Il suo sguardo rabbioso si posò su di me, zittendomi ed interrompendo il mio moto, poiché nel frattempo lui aveva continuato a camminare ed io a seguirlo.
- Ora rispondi tu a qualche mia domanda, Pearl…- pronunciò il mio nome con un tale disprezzo che mi fece venire i brividi. – Ti è sembrato ch’io ti abbia perseguitata mai, da quando sei uscita da quella scatola? Che abbia cercato di parlarti? Ti è parso che io sia mai venuto a domandarti come mai tu mi abbia aggredito un secondo dopo essere arrivata?! Il perché di tutti quei tuoi sguardi di odio? Sì, mi pare di aver capito che ci detestiamo a vicenda, ma io non ti tormento per conoscere i tuoi fantasmi, quindi lasciami in pace!-.
- Gally, mi dispiace, non volevo davvero…è solo che…- non seppi come giustificarmi dinnanzi al suo ragionamento.

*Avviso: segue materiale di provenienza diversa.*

PR #349, opened 2016-07-21
Failing test for geometry typeCast issue

sushantdhiman:
`Work in Progress + Test Case`

While parsing the Geometry values using the `typeCast` some odd error occurs.

```js
> node ./test/run.js && MYSQL_USE_COMPRESSION=1 node ./test/run.js

[0:00:00 0 0/1 0.0% node test/integration/connection/test-typecast-geometry.js]
  
  evalmachine.<anonymous>:11
        geometry: function () { return this.parser.parseGeometryValue(); }
                                                  ^
  
  TypeError: Cannot read property 'parseGeometryValue' of undefined
      at Object.geometry (evalmachine.<anonymous>:11:49)
      at Object.connection.query.typeCast (/var/www/node-mysql2/test/integration/connection/test-typecast-geometry.js:9:20)
      at new TextRow (evalmachine.<anonymous>:15:25)
      at Query.row (/var/www/node-mysql2/lib/commands/query.js:197:13)
      at Query.Command.execute (/var/www/node-mysql2/lib/commands/command.js:38:20)
      at Connection.handlePacket (/var/www/node-mysql2/lib/connection.js:263:28)
      at PacketParser.onPacket (/var/www/node-mysql2/lib/connection.js:95:66)
      at PacketParser.executeStart (/var/www/node-mysql2/lib/packet_parser.js:44:12)
      at Socket.<anonymous> (/var/www/node-mysql2/lib/connection.js:97:29)
      at emitOne (events.js:96:13)
  
[0:00:00 1 0/1 100.0% node test/integration/connection/test-typecast-geometry.js]
```

As per my understandings, this error occurs when we try to call `field.value(), field.buffer(), field.geometry()` more than one time. But as you can see in test case I have called `field.geometry()` exactly one time.

This issue doesn't appear with other datatypes afaik.

### DIFF
--- a/lib/compile_text_parser.js
+++ b/lib/compile_text_parser.js
@@ -21,8 +21,8 @@ function compile (fields, options, config) {
       table: field.table,
       name: field.name,
       string: function() { return packet.readLengthCodedString(); },
-      buffer: function () { return this.parser.parseLengthCodedBuffer(); },
-      geometry: function () { return this.parser.parseGeometryValue(); }
+      buffer: function () { return packet.parseLengthCodedBuffer(); },
+      geometry: function () { return packet.parseGeometryValue(); }
     };
   };
 
--- a/lib/compile_text_parser.js
+++ b/lib/compile_text_parser.js
@@ -21,7 +21,7 @@ function compile (fields, options, config) {
       table: field.table,
       name: field.name,
       string: function() { return packet.readLengthCodedString(); },
-      buffer: function () { return packet.parseLengthCodedBuffer(); },
+      buffer: function () { return packet.readLengthCodedBuffer(); },
       geometry: function () { return packet.parseGeometryValue(); }
     };
   };
--- a/test/integration/connection/test-typecast-geometry.js
+++ b/test/integration/connection/test-typecast-geometry.js
@@ -15,4 +15,17 @@ connection.query({
   assert.deepEqual(res[0].foo, { x: 11, y: 0 });
 });
 
+connection.query({
+  sql: 'select GeomFromText(\'POINT(11 0)\') as foo',
+  typeCast: function (field, next) {
+    if (field.type === 'GEOMETRY') {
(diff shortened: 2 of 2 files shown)


sidorares:
Thabks @sushantdhiman ! I think the problem is here - https://github.com/sidorares/node-mysql2/blob/b534e15faa0dbeefe466ad5a53e4e7fdf378aee8/lib/compile_text_parser.js#L23-L25

```diff
       name: field.name,
       string: function() { return packet.readLengthCodedString(); },
-      buffer: function () { return this.parser.parseLengthCodedBuffer(); },
-      geometry: function () { return this.parser.parseGeometryValue(); }
+      buffer: function () { return packet.parseLengthCodedBuffer(); },
+      geometry: function () { debugger; return packet.parseGeometryValue(); }
     };
   };
```

Not sure the test is correct though - you expect buffer but typeCast function parses into point object

sushantdhiman:
Thanks for quick reply and fix :) @sidorares 

Test is just a demonstration, Ultimately I want to use buffer value and pass it to a `wkb` library in my `typeCast` function. I'll make suggested changes soon.

sidorares:
LGTM!

sushantdhiman:
One change it should be `readLengthCodedBuffer` instead of `parseLengthCodedBuffer` , just commited. Lets wait for CI

sushantdhiman:
Just to be sure, for buffer parsing there is no method `parseLengthCodedBuffer` so I have changed it to `readLengthCodedBuffer`, otherwise calling `field.buffer()` will fail (test included).

If thats right way, then its ready for merge @sidorares

sidorares:
yes, that was my mistake copy-pasting from node-mysql
I have functions named "parse*" when they do some complicated parsing and "read*" when just simple read from incoming buffer

sushantdhiman:
Its ready for merge then :)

Era vero: lui non mi aveva mai chiesto spiegazione alcuna riguardo il mio comportamento, ed ero stata io ad essere stata colta per prima da un moto di inspiegabile ira; ma per qualche strana ragione non riuscivo a fare a meno di domandarmi da dove provenisse questo sentimento ed ero quasi certa che Gally sapesse cose che io neanche immaginavo.
- Credimi, è molto meglio per te se mi stai lontana.- concluse lui.
Non seppi trattenerlo e quella fu la fine di ogni contatto fra noi due per le seguenti settimane. Gally mi lasciò così, con qualche idea in più sul mio passato ad occuparmi la testa, ma moltissimi cavilli da risolvere. Il mio problema era che non potevo farlo da sola e che Gally fu l’unico a darmi l’impressione di potermi aiutare, anche se qualcosa in me ancora mi faceva ribollire di rabbia ogni volta che lo vedevo; anche se avrei dovuto dare retta al suo consiglio spassionato e mettere da parte ogni sogno di uscire da questo posto.